**Data under study:**
PR #6565, opened 2026-07-23
fix(parser): bind "that player controls" to the iterated opponent for per-opponent repeat clauses

### LINKED ISSUE #5994: Riptide Gearhulk asks for a target among your permanents, instead of opponents — The [[Riptide Gearhulk]] etb should on…

jsdevninja:
## Summary
- Fixes #5994: Riptide Gearhulk's ETB ("for each opponent, put up to one target nonland permanent that player controls into its owner's library third from the top.") asked the caster to choose from among their own permanents instead of each opponent's, and fizzled if skipped.
- Root cause: `parse_for_each_opponent_target_fanout_clause` only binds the "that player controls" anaphor to `ControllerRef::TargetPlayer` inside its own scoped clone of the parse context, used solely to decide whether the clause qualifies for folding `repeat_for` into a `MultiTargetSpec`. Effects whose shape doesn't qualify for that fold — including any triggered ability's execute body, which has no multi-target slot at all — fell through to a plain re-parse with the original, unscoped context, silently defaulting "that player controls" to `ControllerRef::You`.
- Fix: set `relative_player_scope = TargetPlayer` for the whole re-parse whenever `repeat_for` resolves to "for each opponent," regardless of which downstream arm ends up producing the clause, restoring the prior scope afterward. This keeps the anaphor bound to the opponent being iterated even when the multi-target fanout declines (as it does for `PutAtLibraryPosition`, and as it structurally must for triggered-ability execute bodies).

## Test plan
- [x] Added `effect_for_each_opponent_put_at_library_position_keeps_repeat_for_and_target_player` in `crates/engine/src/parser/oracle_effect/tests.rs`, mirroring the existing `effect_for_each_opponent_gain_control_uses_per_opponent_target_fanout` precedent, asserting `repeat_for` stays intact and the target filter's controller resolves to `TargetPlayer` (not `You`).
- [ ] CI (`clippy`, `test-engine`) — could not run Tilt or `cargo` locally in this sandbox (no MSVC linker installed for the `x86_64-pc-windows-msvc` target); relying on CI to validate the fix and the new test.

## Summary by CodeRabbit

* **Tests**
  * Added a parser regression test for an oracle effect that, for each opponent, places up to one target nonland permanent they control into its owner’s library third from the top, validating the full parsed structure.
* **Bug Fixes**
  * Improved oracle-effect parsing for “optional per-opponent target” clauses by more accurately detecting optional target quantifiers across the sentence while avoiding misclassification of unrelated quantities.


matthewevans:
**Blocked on the seam, not the code: `ControllerRef::TargetPlayer` has no per-iteration referent under a bare `repeat_for`, so this changes the bug's shape without fixing it. The right fix is one layer up, in the fanout gate — and it would fix the fizzle half of #5994 for free.**

Reviewed at head `3ad7d71f`. Thank you for the verified Oracle text and grep-verified CR citations — those are clean and called out below.

## 🔴 Blockers

**[HIGH] `TargetPlayer` does not bind to the iterated opponent under a bare `repeat_for`.**

`game/effects/mod.rs:8648-8660` resolves `repeat_for` to a plain `i32` count. The loop at `:8714` takes the `else { effective }` branch at `:8728-8759` — per-iteration rebinding exists **only** for member-driven (`TrackedSetSize`/`ObjectCount`) and kind-driven (`DistinctCounterKindsAmong`) repeats. Nothing mutates a scoped player per iteration.

`game/filter.rs:931` and `:1950` then resolve `TargetPlayer` as "the first `TargetRef::Player` in `ability.targets`" (doc at `filter.rs:1943-1949`), and `game/ability_utils.rs:2427-2453` surfaces exactly one companion player slot regardless of `repeat_for`.

Net effect with this AST (`controller: TargetPlayer` + `repeat_for: PlayerCount{Opponent}` + `multi_target: None`): in a 4-player game Riptide Gearhulk lets you pick **one** opponent, then repeats on that **same** opponent's single permanent three times — instead of up to one permanent per opponent. That is the aliasing failure mode the PR set out to remove.

**[HIGH] The stated justification is factually incorrect.**

The comment at `parser/oracle_effect/mod.rs:28957-28962` and the test docstring at `oracle_effect/tests.rs:32077-32084` assert that a triggered ability's execute body has no `multi_target` slot to fold into. Refuted by `parser/oracle_trigger.rs:617` (`if let Some(spec) = def.multi_target.as_ref()`), `:682` (`as_mut()`), and the doc at `:664-670`: *"`multi_target`, `repeat_for` and `target_constraints` are consumed during target selection, before the trigger resolves."* `AbilityDefinition.multi_target` (`types/ability.rs:16276`) is kind-agnostic.

Sibling card **Bronzebeak Foragers** ("When this creature enters, for each opponent, exile up to one target nonland permanent that player controls…") is the same triggered-ETB shape and **does** go through the fanout today.

So the root cause behind the approach was never diagnosed. `Effect::PutAtLibraryPosition { target, .. }` **is** wired into `Effect::target_filter()` (`types/ability.rs:14109`), so the first fanout gate passes — the decline must come from `target_filter_is_single_object_target` (`lower.rs:3575`), and that is where the fix belongs.

**[HIGH] This routes around a deliberate, tested honesty guard.**

`tests/integration/kaya_spirits_justice_per_opponent_exile.rs:9-15` documents: *"The engine has no machinery for a per-iterated-player set of announced target slots (`collect_target_slots` is fixed-count; `repeat_for` resolves at resolution time, not announcement), so the printed-`target` clause is honestly `Effect::unimplemented` rather than silently routed…"* — asserted by `printed_target_form_is_unimplemented` at `:158`. Kaya's "For each other player, exile up to one target creature that player controls" is structurally identical. Stamping `TargetPlayer` converts a deliberate honest red into a silently-wrong result.

## 🟡 Non-blocking

- **Unmeasured blast radius across a 91-card class, with a likely `Choose`-family regression.** The guard at `mod.rs:28969-28983` fires for every chunk whose `repeat_for == PlayerCount{Opponent}`; `parser/oracle_target.rs:4374-4389` then lowers "that player controls" / "they control" to the scope instead of `You`, and that comment flags the fallback as load-bearing for `resolve_quantity_scoped`. `is_per_opponent_target_fanout_clause` (`lower.rs:3560-3566`) deliberately excludes `Choose`/`ChooseCard`/`CopyTokenOf`/`TargetOnly`, which must lower to `ChooseFromZone { ZoneOwner::EachOpponent }`. Cards verified in card-data.json and now at risk: Benthic Anomaly, Chaos Defiler, Decoy Gambit, Disorienting Choice (plus Diluvian Primordial). Please regenerate the parse-diff and confront every gained/lost/changed card before merge.
- **The fix silently reverts the existing fanout path's scope propagation.** `mod.rs:28996-29001` sets `*ctx = fanout_ctx` (scope `Some(TargetPlayer)`), then `:29045-29047` unconditionally restores `prior_relative_player_scope`; since `is_for_each_opponent_repeat` is true on the same precondition the fanout requires, the restore always fires after a fanout success, so later chunks lose the scope they previously inherited. Don't restore when the fanout branch was taken.
- **Parser-shape test only, for a `priority:p2-wrong-game-result` issue.** The sole added test (`oracle_effect/tests.rs:32086`) asserts AST shape. It *is* discriminating at the parser layer, but it asserts `multi_target.is_none()` — pinning the fanout decline as expected, which is the defect. Precedents: `teysa_wojek_investigate_per_opponent.rs` (4-player, real `apply()`, registered at `main.rs:820`) and `kaya_spirits_justice_per_opponent_exile.rs` (3-player).
- **"Fixes #5994" covers only half the report.** The issue says the card "asks for one from you, **and fizzles if skipped**." Nothing here touches the fizzle path. The fanout fold fixes it for free: `MultiTargetSpec::bounded_expr` (`lower.rs:3543`) takes `min` from `stripped_multi_target`, which is 0 for "up to one target."
- **Sibling gap:** the guard matches only bare `PlayerFilter::Opponent` (`mod.rs:28970-28976`), so conditional per-opponent siblings with the same anaphor are untouched (Geth's Summons, Peacekeeper Avatar, Noble Heritage). Please say why those are out of scope.
- `ctx.relative_player_scope.replace(...)` at `mod.rs:28979` clobbers a pre-existing more specific scope (e.g. `ChosenPlayer { index }`) rather than only filling a vacant one.

## ✅ Clean

- **CR 109.4 and CR 608.2c both grep-verified** against `docs/MagicCompRules.txt` (lines 594 and 2793). The `+` compound form is house convention. Not a finding.
- **Riptide Gearhulk's Oracle text verified verbatim from the Scryfall API** — matches the PR body and test input exactly. No fabricated clause.
- **The class is real, not a special case** — 91 cards match "for each opponent" + "that player" (Blatant Thievery, Bronzebeak Foragers, Enigma Thief, Grasp of Fate, Dismantling Wave, Age of Ultron, …).
- **No nom-mandate violations** — no `find()`/`split_once()`/`contains()`/`starts_with()` parsing dispatch, no verbatim Oracle string match introduced.
- Scope save/restore is correctly guarded with no early-return leak.

## Recommendation

**request-changes — rework the approach rather than patching this code.**

1. Diagnose which gate in `is_per_opponent_target_fanout_clause` (`lower.rs:3559-3575`) declines for `PutAtLibraryPosition`. `Effect::target_filter()` already covers it, so it is the `target_filter_is_single_object_target` zone check. Fix **that** so the fanout fold applies — it yields real per-opponent slot pairs (`collect_per_opponent_target_fanout_slots`, `ability_utils.rs:4550`) and fixes the fizzle via `min = 0` in one change.
2. If the fanout genuinely cannot cover the shape, follow the `kaya_spirits_justice_per_opponent_exile` precedent and keep it honestly `Effect::unimplemented`.
3. Add a 3+ player integration test under `crates/engine/tests/integration/` with a `mod` line in `main.rs`, driving the real cast/trigger pipeline.
4. Bring the branch current to regenerate the parse-diff, then confront the `Choose`-family cards named above.
5. Please fill in the `docs/AI-CONTRIBUTOR.md` template gates (Gate A, final review-impl pass, ≥2 anchors, verification section).

Your `Tauri compile check` red is **not your fault**: `release: v0.35.2` bumped `client/src-tauri/Cargo.toml` without updating the separate `client/src-tauri/Cargo.lock`, reddening that job and the required Rust aggregator on every open PR. #6568 fixes it on main.

matthewevans:
### Parse changes introduced by this PR · 4 card(s), 4 signature(s)  (baseline: main `7ed59c04d41b`)

#### 🟡 Modified fields (4 signatures)

- **1 card** · 🔄 ability/DealDamage · changed field `targets`: `1-# of each opponent` → `0-# of each opponent`
  - Affected (first 3): Tri-Sentinel, Act of Vengeance
- **1 card** · 🔄 ability/PutAtLibraryPosition · changed field `targets`: `1-# of each opponent` → `0-# of each opponent`
  - Affected (first 3): Riptide Gearhulk
- **1 card** · 🔄 ability/PutCounter · changed field `targets`: `1-# of each opponent` → `0-# of each opponent`
  - Affected (first 3): Shy Town
- **1 card** · 🔄 ability/base power 0, base toughness 4, grant Defender, add type artifact, add type cre… · changed field `targets`: `1-# of each opponent` → `0-# of each opponent`
  - Affected (first 3): Welcome to . . .

_2 card(s) had Oracle-text changes (errata/reprint) — excluded as non-parser._

matthewevans:
**You reverted the fix and pushed a `panic!` trace to read the parse out of CI — here is the answer, so you don't have to spend the round-trip.** Reverting rather than defending the approach was the right call.

## What your trace would have printed

Riptide Gearhulk's ETB execute, read from a `card-data.json` regenerated today off current `main`:

```
PutAtLibraryPosition {
  target: Typed { type_filters: [Permanent, Non(Land)], controller: "TargetPlayer", properties: [] },
  count: Fixed(1),
  position: NthFromTop { n: 3 }
}
multi_target: { min: 1, max: Ref(PlayerCount { filter: Opponent }) }
```

**There is no `repeat_for` field on this card**, and `controller` is already `TargetPlayer`. So the premise the fix was built on — that the fanout declines for this card and falls back to `ControllerRef::You` — does not hold: the per-opponent fanout *does* fire here. The only site in the workspace emitting `multi_target.max = PlayerCount{Opponent}` is `parse_for_each_opponent_target_fanout_clause` (`crates/engine/src/parser/oracle_effect/lower.rs:3543`), so that path is demonstrably what produced this shape.

That is also why the test you added asserted the opposite shape (`repeat_for.is_some()`, `multi_target.is_none()`) for the same sentence — it was pinning a parse that production does not produce.

## Where the real fix lives

This is consistent with the review above: the decline you were chasing is not in the anaphor binding, it is one layer up in the fanout gate at `target_filter_is_single_object_target` (`lower.rs:3575`). `Effect::PutAtLibraryPosition { target, .. }` **is** wired into `Effect::target_filter()` (`crates/engine/src/types/ability.rs:14109`), so the first gate passes and the second is where behavior diverges.

Worth knowing: fixing it there also closes the second half of #5994 for free. The issue reports that the card "asks for one from you, **and fizzles if skipped**" — that fizzle is the `min: 1` above. `MultiTargetSpec::bounded_expr` (`lower.rs:3543`) takes `min` from `stripped_multi_target`, which is `0` for "up to one target", so the "up to" half is currently being dropped by `per_opponent_target_fanout_min` (`lower.rs:3591-3604`), which gates min-0 detection behind a `tag("gain control of ")`. That is a pre-existing build-for-the-class gap on `main`, not something you introduced.

## Two housekeeping notes

- **The scratch test cannot merge.** `scratch_riptide_gearhulk_trace` in `crates/engine/src/parser/oracle_effect/tests.rs` ends in `panic!("{:#?}", def)`, which reds the test shards for everyone. Please drop it in the next push — and for future tracing, a failing `assert_eq!` prints the same `{:#?}` payload without taking the suite down.
- **Heads-up on vocabulary convergence.** #6564 is fixing the structurally identical per-iteration anaphor problem in the same files, and it binds to `ControllerRef::ScopedPlayer` (with a registered integration test at `crates/engine/tests/integration/citadel_of_pain_each_player_end_step_6508.rs`). `ControllerRef` carries both `ScopedPlayer` and `TargetOpponent` (`types/ability.rs:3479` and `:3497`) with different runtime reads. If you re-approach this, please align with whichever variant #6564 settles on rather than introducing a third binding for one class.

**Recommendation: drop the `panic!` scratch test, then either re-target the fix at the fanout gate (`lower.rs:3575`) with a registered integration test that exercises the companion player slot in a 3+ player game, or close this and let #6564 establish the vocabulary first. Happy to review either direction.**

matthewevans:
**Reviewed at head `fe6509fef`. The seam blocker is resolved — this is the right layer now.** One blocker left (runtime coverage), plus three comment/scope corrections.

You reverted the `ControllerRef::TargetPlayer` stamping entirely — the net diff against `main` is two files, `lower.rs +26/-7` and `tests.rs +56/-0`, with zero lines touched in `oracle_effect/mod.rs`. That also moots both non-blocking items from my 21:59 comment (the scope restore at `mod.rs:29045` and the `ChosenPlayer` clobber at `mod.rs:28979`); that code is no longer in the diff.

**And the fix is load-bearing through a modeled path, not a side channel** — this is the part I checked hardest, because a parser-layer integer that nothing downstream reads would be inert while its test still passed:

`MultiTargetSpec.min == 0` → `AbilityDefinition::targeting_is_optional()` (`types/ability.rs:21862-21868`, which is `optional_targeting || multi_target.min_is_fixed_zero()`) → `collect_per_opponent_target_fanout_slots` pushes the object slot with `optional: ability.targeting_is_optional()` (`game/ability_utils.rs:4582`). That is the announce-time decline — the "fizzles if skipped" half of #5994. Note it works *because* `targeting_is_optional()` reads the `multi_target` min in addition to the `optional_targeting` flag; had it read only the flag (which your own test asserts stays `false`), this identical diff would have done nothing. Good pivot.

## 🔴 Blocker — no runtime test for a `p2-wrong-game-result` fix

The only test added is a parser AST assertion at `parser/oracle_effect/tests.rs:32086`, and `crates/engine/tests/` is untouched. The parser shape is not where this fix pays off — the entire behavior change lives past the parser, in `targeting_is_optional()` → the `optional: true` slot at `ability_utils.rs:4582`. Nothing in the PR proves a player can actually decline a per-opponent slot at announce time.

Please add an integration test under `crates/engine/tests/integration/` with a `mod` line in `tests/integration/main.rs` (an unregistered file compiles to nothing and shows green): 3+ players, assert the slot can be declined and the ability still resolves for the remaining opponents. Precedent to follow: `teysa_wojek_investigate_per_opponent` (`main.rs:820`) or `kaya_spirits_justice_per_opponent_exile` (`main.rs:624`).

## 🟡 Non-blocking — three corrections to the gate comment and scope

**1. The comment enumerates verb shapes the detector doesn't affect** (`lower.rs:3594-3596`). It advertises unifying `"gain control of up to one target …"`, `"exile up to one target …"`, and `"put up to one target …"`. Measured, only `put` reaches this code: `"exile"` is in `MULTI_TARGET_VERBS` (`lower.rs:5569` — `["exile", "tap", "untap", "goad", "detain", "return", "destroy", "choose"]`), so those clauses take their min from `stripped_multi_target` at `lower.rs:3544-3545` and never fall through here; `"gain control of"` was already `0` via the old prefix. State the real delta instead — the fallback fires only for verbs *outside* `MULTI_TARGET_VERBS` — or the next contributor will mis-scope the helper.

**2. `"any number of target …"` is claimed but unhandled** (`lower.rs:3592`). `strip_optional_target_prefix` (`lower.rs:5704-5726`) early-returns `(text, None)` unless `tag("up to ")` matches; the `"any number of"` arm lives in `strip_leading_quantifier` (`lower.rs:5754`), which this path doesn't call. Unreachable today — no card in the class uses that form with `that player controls` — but if it ever is reached, the clause silently gets `min: 1` and forces a mandatory target on a card that says it's optional. Either drop the claim or add the arm with a test.

**3. A second card changes and isn't enumerated.** The PR body, the comment, and the test all name only Riptide Gearhulk. **Shy Town** flips too. Verified independently against `card-data.json`: Shy Town carries **two** `multi_target` sites (its "whenever you planeswalk here" and "whenever chaos ensues" triggers lower separately), both currently `min: 1`; Riptide Gearhulk carries one. So the real delta is **2 cards / 3 clauses**, not one card.

Oracle text re-verified verbatim against Scryfall for both, and both are `put` clauses, consistent with finding 1:
- Riptide Gearhulk — *"When this creature enters, for each opponent, put up to one target nonland permanent that player controls into its owner's library third from the top."*
- Shy Town — *"Whenever you planeswalk here and whenever chaos ensues, for each opponent, put a shy counter on up to one target creature they control."*

Both flips are correct per **CR 115.6** (`docs/MagicCompRules.txt:859`): *"A spell or ability that requires targets may allow zero targets to be chosen. Such a spell or ability is still said to require targets, but that spell or ability is targeted only if one or more targets have been chosen for it."* That is the rule for `"up to one target"` permitting zero, and it's the repo convention here (41 sites). Enumerate Shy Town in the body — an unenumerated behavior change is exactly what the parse-diff gate exists to catch.

**4. The title now describes the approach you reverted.** It still reads *"bind 'that player controls' to the iterated opponent for per-opponent repeat clauses"*; the head does no binding at all. Retitle to the min-0 generalization. (CodeRabbit's title warning is now correct, for a different reason than it gave.)

**5.** `lower.rs:3606` lowercases, then `strip_optional_target_prefix` lowercases again at `lower.rs:5705`. Harmless — the remainder is discarded — but it earns nothing.

## ✅ Clean

- **The `panic!` scratch test is fully gone.** `scratch_riptide_gearhulk_trace` does not appear at head; `87df23da0` removed it and `fe6509fef` did not reintroduce it. The remaining `panic!`s in `tests.rs` are the idiomatic `other => panic!("expected …, got {other:?}")` match arms, matching the adjacent pre-existing `effect_for_each_opponent_gain_control_…` test.
- **Nom mandate: pass.** You used `nom_primitives::scan_at_word_boundaries` (`oracle_nom/primitives.rs:897`) — the shared word-boundary primitive CLAUDE.md mandates for multi-position phrase matching — wrapping `strip_optional_target_prefix`, itself built from `tag()`/`alt()`. No `find()`/`split_once()`/`contains()`/`starts_with()` parsing dispatch introduced, and the removed `nom_on_lower` + `tag()` are still used elsewhere in the file, so no unused imports.
- **The over-fire safety argument in your comment is correct, and I traced its own counterexample.** For `"put up to three +1/+1 counters on target creature"`, `strip_optional_target_prefix` consumes `"up to three "` then requires `"target "`/`"other target "`/`"another target "` immediately (`lower.rs:5715-5724`), sees `"+1/+1 counters…"`, and declines; no later word boundary starts with `"up to "`. The scan is bounded further by `is_per_opponent_target_fanout_clause` requiring a single battlefield object target (`lower.rs:3569-3577`). Widening a scan from a prefix-anchored match to every word boundary is the kind of change that usually needs a bound argument and doesn't get one — yours does, and it holds.
- **The parser test is discriminating.** Revert `per_opponent_target_fanout_min` to returning 1 and `assert_eq!(def.multi_target, Some(MultiTargetSpec::bounded(0, …)))` at `tests.rs:32095` fails. It asserts a positive shape with a reach guard on the `PutAtLibraryPosition` variant rather than being a vacuous negative.

## 📋 On the parse-diff evidence

**The posted sticky is stale and describes the mechanism you reverted** — comment `5064132049` was last updated 22:41:36 against a 00:05:16 head, and every Rust/card-data check at `fe6509fef` is still `queued`. Its content (1 card, `ability/CopyTokenOf` field `copies`, Elminster's Simulacrum) is structurally impossible for the current head. That's why the numbers above are measured directly from `card-data.json` rather than read off it.

One caveat for when it does regenerate: **an empty parse-diff would not mean the fix is inert.** The 22:24 run compared an `ability/CopyTokenOf` *field*; if `multi_target` isn't in the compared signature, a real min-1→min-0 flip can produce a zero-card diff. The 2-card / 3-clause delta above is the ground truth.

---

**Recommendation: add the integration test, then this merges.** The seam question is settled and settled correctly — the remaining items are the comment's scope claims, naming Shy Town, and the title, all of which can ride in the same push as the test.

matthewevans:

matthewevans:

matthewevans (changes requested):
This is good building-block work and it's one small comment fix away from an approval. Green CI, clean merge.

## What's right

- **The generalization is the correct move.** Replacing the hardcoded `"gain control of "` prefix with a word-boundary scan (`scan_at_word_boundaries` + `strip_optional_target_prefix`) makes the min-0 detection cover the whole per-opponent-fanout verb class ("put", "exile", …) instead of one verb. That's building-for-the-class, not the card.
- **The safety property is sound.** Reusing `strip_optional_target_prefix` rather than the bare `strip_leading_quantifier` means the detector only fires on a quantifier immediately followed by `"target "`/`"other target "`/`"another target "`, so it can't misread a resource-count quantifier ("put up to three +1/+1 counters on target creature" — the count modifies the counters, not the target). The comment calling this out explicitly is exactly the right instinct.
- **Rules-correct.** "up to one target … for each opponent" resolving to `min: 0` is CR 601.2c — a player choosing targets for an "up to" requirement may choose fewer, including zero.
- **Parse-diff is clean and scoped:** 4 cards flip `1 → 0` (Tri-Sentinel, Act of Vengeance, Riptide Gearhulk, Shy Town, Welcome to . . .), all genuine "up to one target" per-opponent fanouts. No collateral.

## One thing to fix before I approve

The doc comment on `per_opponent_target_fanout_min` claims the scan recognizes:

> an "up to N target …" / **"any number of target …"** quantifier anywhere in the clause

but the detector calls `strip_optional_target_prefix`, which only matches `tag("up to ")`. It does **not** handle `"any number of "` — that path lives in the wrapper above it (via `multi_target_for_distribute_among`), which this function doesn't call. So an "any number of target … for each opponent" clause would currently fall back to `min: 1`, contradicting the comment.

No card needs the "any number of" per-opponent shape today (the parse-diff confirms none), so the minimal correct fix is to **narrow the comment** to the grammar you actually cover ("up to N target …"). If you'd rather have the coverage, add an `"any number of "` branch to the detector using the same `MultiTargetSpec` plumbing — but that's optional; the comment narrowing is enough to make this accurate.

Fix that and I'll approve. (Credit to the CodeRabbit thread that first flagged the overclaim — I verified it against `strip_optional_target_prefix` directly and it's correct.)

matthewevans (approved):
Maintainer approval: current head 17372095 fixes the optional per-opponent target seam with discriminating coverage; review feedback and required CI are green.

**Assignment:** The answer is a single number: how many lines in the data above hold the string "Scryfall".

**Result for this exercise:** 2